Clocking in at more than 10 minutes, and featuring verses from Tyler, Hodgy, Left Brain, Mike G, Domo, Frank, Jasper and Earl, “Oldie” is the group’s manifesto track, released a year after they burst into the mainstream spotlight, following a memorable Late Night with Jimmy Fallon performance. It's Earl's first time recording with the group since his year-plus stint at a Samoan therapeutic retreat – an "oldie" that throws back to the days when the crew was all together and they were just a bunch of kids messing around.

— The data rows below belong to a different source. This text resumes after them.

PR #5153, opened 2021-10-02
healthcheck endpoint

ajgon:
Changes in this pull request:

- This PR adds a /health endpoint which does nothing more than returning plaintext OK response. It is useful for service discovery tools (consul/kubernetes etc.), to quickly say, that service is alive and running. 

@JC5

### DIFF
--- a/app/Http/Controllers/HealthcheckController.php
+++ b/app/Http/Controllers/HealthcheckController.php
@@ -1,0 +1,43 @@
+<?php
+/**
+ * HealthcheckController.php
+ * Copyright (c) 2019 james@firefly-iii.org
+ *
+ * This file is part of Firefly III (https://github.com/firefly-iii).
+ *
+ * This program is free software: you can redistribute it and/or modify
+ * it under the terms of the GNU Affero General Public License as
+ * published by the Free Software Foundation, either version 3 of the
+ * License, or (at your option) any later version.
+ *
+ * This program is distributed in the hope that it will be useful,
+ * but WITHOUT ANY WARRANTY; without even the implied warranty of
+ * MERCHANTABILITY or FITNESS FOR A PARTICULAR PURPOSE.  See the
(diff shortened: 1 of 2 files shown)


JC5:
You mean, apart from pinging any other page or static resource?

JC5:
Doing some Googling on this makes me inclined to have something in line with https://inadarei.github.io/rfc-healthcheck/

ajgon:
Yes :D 

Doesn't static resources are handled by webserver (nginx/apache) directly, not the app itself? Meaning, that if app is dead (for whatever reason), static resources would still work?

Also static resources are still larger responses than `OK` :)

> Doing some Googling on this makes me inclined to have something in line with https://inadarei.github.io/rfc-healthcheck/

This is interesting, I wasn't aware of that - but isn't a bit overkill? Most of the service discovery tools (that I'm aware of), usually doesn't care about response as long as it's 200.

JC5:
> This is interesting, I wasn't aware of that - but isn't a bit overkill? Most of the service discovery tools (that I'm aware of), usually doesn't care about response as long as it's 200.

Idk but i'd rather follow a standard than invent the next one. Even if it's just static JSON (for now).

ajgon:
> > This is interesting, I wasn't aware of that - but isn't a bit overkill? Most of the service discovery tools (that I'm aware of), usually doesn't care about response as long as it's 200.
> 
> Idk but i'd rather follow a standard than invent the next one. Even if it's just static JSON (for now).

I think it's a draft for now, but it's less important. The thing which I don't like in this draft, is the large response. Service discovery tools, pings containers/vms pretty often - and with this, each time they will be fetching a lot of unnecessary data. 

Also, from my personal experience, I implemented healthchecks in many services, and this is the first time I see this. So if it's a standard - it's not well adopted one :)

JC5:
Let me validate & merge, stay tuned 👍

Issue #5110, opened 2021-09-23
JavaScript page/text after storing transaction (iOS / Firefox Mobile) - Firefly III 5.6.0 - Layout v2


JanFeld:
### Support guidelines

- [X] I've read the [support guidelines](https://github.com/firefly-iii/firefly-iii/blob/main/.github/support.md)

### I've found a bug and checked that ...

- [X] ... the documentation does not mention anything about my problem
- [X] ... there are no open or closed issues that are related to my problem

### Description

When storing a transaction on my mobile phone (iOS 15 / Firefox) i'll get forwarded to a text page which looks like the in the images attached.

The transaction is stored and seems to be correct.
I can access all pages afterwards without any issues.
The "Transaction .. stored" message is displayed on the first access of any FF3 page afterwards.

### Expected behaviour

Simply go back to the last page where i've been coming from.
Including a message that the transaction has been stored.

### Debug information

* iOS 15.0
* Firefox Daylight 37.0 (5971)
* Firefly 3 5.6.0 - Layout v2

### Steps to reproduce

Use a mobile phone (preferably iOS with OS 15 and Firefox) and try to store a transaction using the layout v2.

### Additional info

Sadly i'm not able to reproduce this issue on the demo page because i've forgot how to get to the layout-v2 preview..

The screenshots below show the page.

![ff3_bug_01](https://user-images.githubusercontent.com/22739965/134554319-ac1d30a6-cc03-4377-8c02-a2256865cb3d.png)

![ff3_bug_02](https://user-images.githubusercontent.com/22739965/134554327-054159ae-88b2-4a26-9aa0-14c7a52ce362.png)

Cheers,
Jan

JC5:
Thanks, I noticed it as well. I hoped it was a glitch. I'll pick it up!

schneekluth:
It also appears with the legacy UI on iOS 15.

JC5:
Fixed in the next release

rygos:
i have the same Problem. serviceworker.js is viewed every time I submit a transaction (new or edit).
Safari on macOS Monterey. On Chrome everything works as expected.

JC5:
Which version of Firefly III are you running, please?

rygos:
The latest. 5.6.1.
I can reproduce the error with the installed version on my server or also on your demo installation.

When I add or edit a transaction, after clicking on the Save button, this Javascript page appears, which is shown in the screenshots above.

The URL of showed page (after edit):
[...]

PR #5156, opened 2021-10-02
Bugfix: Safari redirecting to serviceworker.js

z1r0-:
Fixes issue #5110

Changes in this pull request:

The fix in storeCurrentUrl was good, but the URL used for the redirect was taken from `app('url')->previous()` which seems to have another source? (haven't used laravel for a very long time) However `session()->previousUrl()` contains the correct saved url from storeCurrentUrl and fixes the issue with redirect to serviceworker.js in safari on iOS and macOS.

@JC5

### DIFF
--- a/app/Support/Http/Controllers/UserNavigation.php
+++ b/app/Support/Http/Controllers/UserNavigation.php
@@ -172,7 +172,7 @@ trait UserNavigation
      */
     final protected function rememberPreviousUri(string $identifier): ?string
     {
-        $return = app('url')->previous();
+        $return = session()->previousUrl();
         /** @var ViewErrorBag|null $errors */
         $errors    = session()->get('errors');
         $forbidden = ['json', 'debug'];


JC5:
I went into a slightly different direction, but credit where credit is due.

The `session()->previousUrl()` contains the right url because it is configured to filter the session's previous url. This is basically what you need anyway so your solution is correct.

What I did was, centralise the URL cleaning methods (there were 3) in Steam.php and use that one in `session()->previousUrl()`. Then, add `app('steam')->getSafePreviousUrl()` that refers back to the session method (your suggestion).

In the code, all usages of `url()->previous()` and `URL::previous` are dropped.

- https://github.com/firefly-iii/firefly-iii/blob/develop/app/Support/Steam.php#L52
- https://github.com/firefly-iii/firefly-iii/blob/develop/app/Support/Steam.php#L72

Issue #5276, opened 2021-11-13
The GET method is not supported for this route. Supported methods: POST


GaneshKandu:
### Support guidelines

- [X] I've read the [support guidelines](https://github.com/firefly-iii/firefly-iii/blob/main/.github/support.md)

### I've found a bug and checked that ...

- [X] ... the documentation does not mention anything about my problem
- [X] ... there are no open or closed issues that are related to my problem

### Description

I am getting this issue while trying to logout.

MethodNotAllowedHttpException
HTTP 405 Method Not Allowed
The GET method is not supported for this route. Supported methods: POST.

### Expected behaviour

it should logout successfully 

### Debug information

Debug information generated at 2021-11-13 10:14:47 Europe/Amsterdam for Firefly III version **5.6.3**.

| Scope | Version |
| --- | --- |
| Firefly III | 5.6.3 |
| Firefly III API | 1.5.4 |
| PHP | 8.0.7 |
| Host | Linux |

| System info | Value |
| --- | --- |
| Installation ID | 9ec32e13-4cac-41ea-9dae-c1c445c64663 |
| Using docker? | false |
| Telemetry | false |
| Layout | v1 |
| System TZ | Europe/Amsterdam |
| Browser TZ | Asia/Kolkata |
| App environment | local |
| App debug mode | true |
| App cache driver | file |
| App logging | notice, daily |
| Display errors | Off |
| Error reporting | ALL errors |
| Interface | apache2handler |
| Default language | en_US |
| Default locale | equal |
| BCscale | 24 |
| DB drivers | mysql, sqlite |
| Current driver | mysql |
| DB version | 18 (exp. 18) |
| Login provider | eloquent  |
| Trusted proxies (.env) |  |

| User info | Value |
| --- | --- |
| Session start | 2021-11-01 00:00:00 |
| Session end | 2021-11-30 23:59:59 |
| Session first | 2021-01-01 00:00:00 |
| User ID | 1 |
| User language | en_US |
| User locale | en_US |
| Attempt at "en_US.utf8" | 'en_US.utf8' |
| Attempt at "en_US.UTF-8" | 'en_US.UTF-8' |
| User agent | Mozilla/5.0 (Windows NT 6.3; Win64; x64; rv:94.0) Gecko/20100101 Firefox/94.0 |

### Steps to reproduce

Install Firefly 5.6.3 and login
then click on logout button

JC5:
[...]

PR #5277, opened 2021-11-13
ERROR : The GET method is not supported for this route. Supported met…

GaneshKandu:
…hods: POST.

#5276 

This works for me.

Fixes issue # (if relevant)

Changes in this pull request:

- 
- 
- 

@JC5


JC5:
Sorry, logout will not be a GET route due to CSRF dangers.

Issue #5231, opened 2021-11-02
Allow setting LDAP model (FreeIPA/OpenLDAP/ActiveDirectory...)


StillLoading:
### Support guidelines

- [X] I've read the [support guidelines](https://github.com/firefly-iii/firefly-iii/blob/main/.github/support.md)

### I've found a bug and checked that ...

- [X] ... the documentation does not mention anything about my problem
- [X] ... there are no open or closed issues that are related to my problem

### Description

I just finished updating to the latest version (5.6.2) and updated my LDAP configuration. It seems like the default is set to use the OpenLDAP schema which fails with FreeIPA since there is no '[entryuuid]' attribute (see logs).

I found a workaround by editing `config/auth.php` and `app/Ldap/AttributeHandler.php` to use `LdapRecord\Models\FreeIPA\User::class` instead of `LdapRecord\Models\OpenLDAP\User::class`.

Since the old `ADLDAP_CONNECTION_SCHEME=` variable seems to be deprecated it would be nice to have something similar with the new LDAP library.

### Expected behaviour

Allow admins to set the LDAP schema in `.env`.

### Debug information

`
[2021-11-02 16:26:50] local.INFO: LDAP (ldap://**removed**:389) - Operation: Search - Base DN: **removed** - Filter: (&(objectclass=\74\6f\70)(objectclass=\70\65\72\73\6f\6e)(objectclass=\6f\72\67\61\6e\69\7a\61\74\69\6f\6e\61\6c\70\65\72\73\6f\6e)(objectclass=\69\6e\65\74\6f\72\67\70\65\72\73\6f\6e)(uid=\6a\73)) - Selected: (entryuuid,*) - Time Elapsed: 34.8
[2021-11-02 16:26:50] local.INFO: User [**removed**] has been successfully discovered for authentication.
[...]

PR #5279, opened 2021-11-13
Develop

StillLoading:
Saw the (partial) fix for #5231 and noticed it did not include FreeIPA. So I fumbled this together.

This is just a suggestion on how to handle the available models. You don't have to use it as is, I can change it if it doesn't fit your code style/scheme.

### DIFF
--- a/config/auth.php
+++ b/config/auth.php
@@ -24,8 +24,21 @@ declare(strict_types=1);
 use FireflyIII\Ldap\AttributeHandler;
 use FireflyIII\Ldap\Rules\UserDefinedRule;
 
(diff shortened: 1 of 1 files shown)


JC5:
Good idea! :+1:

JC5:
Only thing I realise (after merging) is that you can drop the OpenLDAP check; it's the default anyway.

StillLoading:
> Only thing I realise (after merging) is that you can drop the OpenLDAP check; it's the default anyway.

Sorry, that was my "better safe than sorry" approach since I'm not familiar with the code base. I'll whip up another PR.

PR #5371, opened 2021-12-07
Bugfix: Empty pre-filled value in auto-budgets

weimdall:
The auto-budget pre-filled value is empty when the set amount is above 1000 (view /budgets/edit/X).

The root cause was the function 'number_format' returning a string that
cannot be casted to a float when the amount is above 1000, because of the
thousands separator.

Introduced by commit b2eeeed0af in 5.6.5.

@JC5


JC5:
:+1:

JC5:
Nice, merged!

Issue #5606, opened 2022-01-23
Search operators for `external_url` field


GeorgeHahn:
### Support guidelines

- [X] I've read the [support guidelines](https://github.com/firefly-iii/firefly-iii/blob/main/.github/support.md)
- [X] My request is not listed as [a very good idea, but unfortunately...](https://docs.firefly-iii.org/firefly-iii/about-firefly-iii/what-its-not/)
- [X] I've used [the search](https://github.com/firefly-iii/firefly-iii/issues?q=is%3Aissue) and this has not been discussed before.

### Description

It would be helpful to be able to search for transactions by `external_url`. In particular, I'd like to be able to filter for transactions with a blank `external_url` as part of an import tool.

### Solution

A search operator similar to the `no_notes:true` operator would be very helpful.

JC5:
- https://github.com/firefly-iii/firefly-iii/issues/5326
- https://github.com/firefly-iii/firefly-iii/issues/4903

Issue #5326, opened 2021-11-28
Automation Trigger: Internal Reference contains..., begins with...., ends with...


jasonwinget:
### Support guidelines

- [X] I've read the [support guidelines](https://github.com/firefly-iii/firefly-iii/blob/main/.github/support.md)
- [X] My request is not listed as [a very good idea, but unfortunately...](https://docs.firefly-iii.org/firefly-iii/about-firefly-iii/what-its-not/)
- [X] I've used [the search](https://github.com/firefly-iii/firefly-iii/issues?q=is%3Aissue) and this has not been discussed before.

### Description

Automation triggers for "Internal Reference" only has a "is..." trigger.  

### Solution

Please expand with contains, begins with, and ends with to complement the other triggers.

### Additional context

![image](https://user-images.githubusercontent.com/3647696/143725304-ef4b2deb-601b-4226-9cb0-8ac07d8d3327.png)

JC5:
I'll write it down!

Issue #4903, opened 2021-07-08
Add rule triggers for optional fields


pwsoftwaredesigns:
**Description**
It would be useful to have rule triggers available for optional fields.  For example, I wanted to add a rule for the "Processing Date" field if it is empty, but could find no available triggers for this.

JC5:
Good idea, it's on the list.

pwsoftwaredesigns:
I wanted to add something to this suggestion and will use "Processing Date" as an example.  I use the "Date" field to store when I actually made the purchase and the "Processing Date" field to store the date that it posted within my bank statement. Usually, the processing date is two days after the purchase date unless that happens to fall on a weekend, in which case the processing date will be the following Monday.  I am wondering if the trigger rules allow (or can be made to allow) for math/script operations to be performed to automatically set the field based upon the aforementioned conditions.

PR #5631, opened 2022-01-25
Attempt to add `external_url` filtering support

GeorgeHahn:
Related to https://github.com/firefly-iii/firefly-iii/issues/5606 / https://github.com/firefly-iii/firefly-iii/issues/5326 / https://github.com/firefly-iii/firefly-iii/issues/4903

Changes in this pull request:

- Adds rules/search support for presence/absence of the `external_url` field.

Todo:
- [ ] Set up a local dev environment and test this out.

@JC5 Are you open to this change?

### DIFF
--- a/app/Helpers/Collector/Extensions/MetaCollection.php
+++ b/app/Helpers/Collector/Extensions/MetaCollection.php
@@ -215,6 +215,36 @@ trait MetaCollection
     /**
      * @inheritDoc
      */
+    public function withoutExternalUrl(): GroupCollectorInterface
+    {
+        if (false === $this->hasJoinedMetaTables) {
+            $this->hasJoinedMetaTables = true;
+            $this->query->leftJoin('journal_meta', 'transaction_journals.id', '=', 'journal_meta.transaction_journal_id');
+        }
+        $this->query->where('journal_meta.name', '=', 'external_url');
+        $this->query->whereNull('journal_meta.data');
+
+        return $this;
+    }
+
+    /**
+     * @inheritDoc
+     */
+    public function withExternalUrl(): GroupCollectorInterface
+    {
+        if (false === $this->hasJoinedMetaTables) {
+            $this->hasJoinedMetaTables = true;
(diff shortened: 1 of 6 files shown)


JC5:
Nice. I'd say "transaction has any external URL". Otherwise, seems to look good already. I'll pull the PR later and check it out.

JC5:
In its current form, it seems to skip over any transaction that doesn't have the external_url meta data value.

The `no_external_url:true` operator finds nothing, because there are no entries where the name is external_url but the value is empty. Likewise, if they do have the external_url, its never empty.

I solved it with this query. I'm not sure if i can push to your branch.

```php
    /**
     * @inheritDoc
     */
    public function withoutExternalUrl(): GroupCollectorInterface
    {
        if (false === $this->hasJoinedMetaTables) {
            $this->hasJoinedMetaTables = true;
            $this->query->leftJoin('journal_meta', 'transaction_journals.id', '=', 'journal_meta.transaction_journal_id');
        }
        $this->query->where(function(Builder $q1) {
            $q1->where(function(Builder $q2) {
                $q2->where('journal_meta.name', '=', 'external_url');
                $q2->whereNull('journal_meta.data');
            })->orWhereNull('journal_meta.name');
        });


        return $this;
    }
```

The `any_external_url` filter is working as expected.

Since the search uses the exact same operators, you can easily test it over there. To that end, add two translations to `firefly.php` (you know which one):

```php
    'search_modifier_no_external_url'                     => 'The transaction has no external URL',
    'search_modifier_any_external_url'                    => 'The transaction must have a (any) external URL',
```

I'm not sure if the grammar rules make it "a" or "an" in this case.

GeorgeHahn:
@JC5 I was worried about that query; thanks for the fix. I pushed your solution & the search strings.

I'm having some trouble getting the app running in a devcontainer. Are you happy with the testing you did or should I spend some time to test this out another day?

JC5:
It looks good to me, I'll merge later today and pick up the translations etc.

JC5:
Merged :+1:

Here’s why the song and video continue to be utterly awesome:

Earl's getting used to prime time. / Via

The kid born Thebe Kgositsile missed a lot while he was gone, including his friends getting famous and touring the world. You can tell this photoshoot stuff is new to him: while the other MCs mug and pose for the camera, Earl's eyes are wide, his smile big and earnest. His verse is twice as long as anyone else's, and he seems to stumble or lose the thread a few times, but the rest of the Wolf Gang are there, urging him on, even holding his head to focus on the camera. By the end of his forty (!) bars, we see Earl start to loosen up and really hit his stride, and you can’t help but feel just a little bit proud.

Tyler’s complete disregard for the pervy Terry Richardson.

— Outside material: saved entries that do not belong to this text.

Issue #5847, opened 2022-03-03
Unauthenticated (401) on /transactions with remote auth


weimdall:
### Support guidelines

- [X] I've read the [support guidelines](https://github.com/firefly-iii/firefly-iii/blob/main/.github/support.md)

### I've found a bug and checked that ...

- [X] ... [the documentation](https://docs.firefly-iii.org/) does not mention anything about my problem
- [X] ... there are no open or closed issues that are related to my problem
- [X] ... it's [definitely me, not you](https://github.com/firefly-iii/firefly-iii/blob/main/.github/its_you_not_me.md)

### Description

-- This only happen while using remote guard headers to authenticate user --
When I try to edit / create a transaction, the resulting xhr request (`POST /api/v1/transactions?_token=XxXxXxXxXxX`) get the error code `401 Unauthorized` with the following body :
`{"message":"Unauthenticated","exception":"AuthenticationException"}`

### Expected behaviour

I expected to be able to edit / create / delete transactions as in 5.6.14

### Debug information

Debug information generated at 2022-03-03 17:40:54 America/XX for Firefly III version **5.6.16**.

| Scope | Version |
| --- | --- |
| Firefly III | 5.6.16 |
| Firefly III API | 1.5.5 |
| Build | 113, 02-03-2022 19:39:22 CET |
| PHP | 8.0.16 |
| Host | Linux |

| System info | Value |
| --- | --- |
| Using docker? | true |
| Layout | v1 |
| System TZ | America/XX |
| Browser TZ | America/XX |
| App environment | production |
| App debug mode | false |
| App cache driver | file |
| App logging | notice, stack |
| Display errors | Off |
| Error reporting | ALL errors |
| Interface | apache2handler |
| Default language | en_US |
| Default locale | equal |
| BCscale | 24 |
| DB drivers | mysql, pgsql, sqlite |
| Current driver | mysql |
| DB version | 18 (exp. 18) |
| Login provider | eloquent  |
| Trusted proxies (.env) | ** |

| User info | Value |
| --- | --- |
| Session start | 2022-03-01 00:00:00 |
| Session end | 2022-03-31 23:59:59 |
| Session first | 2018-08-16 00:00:00 |
| User ID | 1 |
| User language | en_US |
| User locale | en_US |
| Attempt at "en_US.utf8" | 'en_US.utf8' |
| Attempt at "en_US.UTF-8" | 'en_US.UTF-8' |

### Steps to reproduce

[...]

PR #5863, opened 2022-03-08
Bugfix #5847

weimdall:
Fixes issue #5847
On my side, by commenting this line, the bug is fixed.
Though, this is probably not a suitable solution.

@JC5


JC5:
No it's not.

As the controversial photographer—who’s known for getting his subjects to take their clothes off—who’s tries to keep the kids in frame to take photos, Tyler brushes him off and tells OF video guy Lance Bangs, “You keep filming, f*** what they’re saying!” Odd Future 1, Terry 0.

Jasper Dolphin trying to rap.


“Hey, it’s Jasper / Not even a rapper," is how Mr. Dolphin, one of the group’s assorted class clowns and non-musical hypemen, starts off when it's his turn. In the video, he's got a sheepish grin on his face, and he peters out halfway through his allotted time. “I don’t know my verse!" he shouts. "I thought I did.” Oh, Jasper.

Frank Ocean gives us both calm and foreshadowing. / Via

It’s always funny to see Frank, the breakout R&B crooner and resident old-head of OF (at 25, he's seven years older than Taco, the youngest member), hanging out with the over-the-top, rambunctious crew. When it's his turn at the mic, he checks his watch and casually sips what looks like an iced tea before starting his verse. When he hits the line "I'm hi and I'm bye / Wait, I mean I'm straight," you can see the other guys chuckle a little. Of course, as we learned a few months later, Frank actually is bisexual — something the hip hop community and media treated like a big deal, but which here, for the kids, doesn't even seem like an issue.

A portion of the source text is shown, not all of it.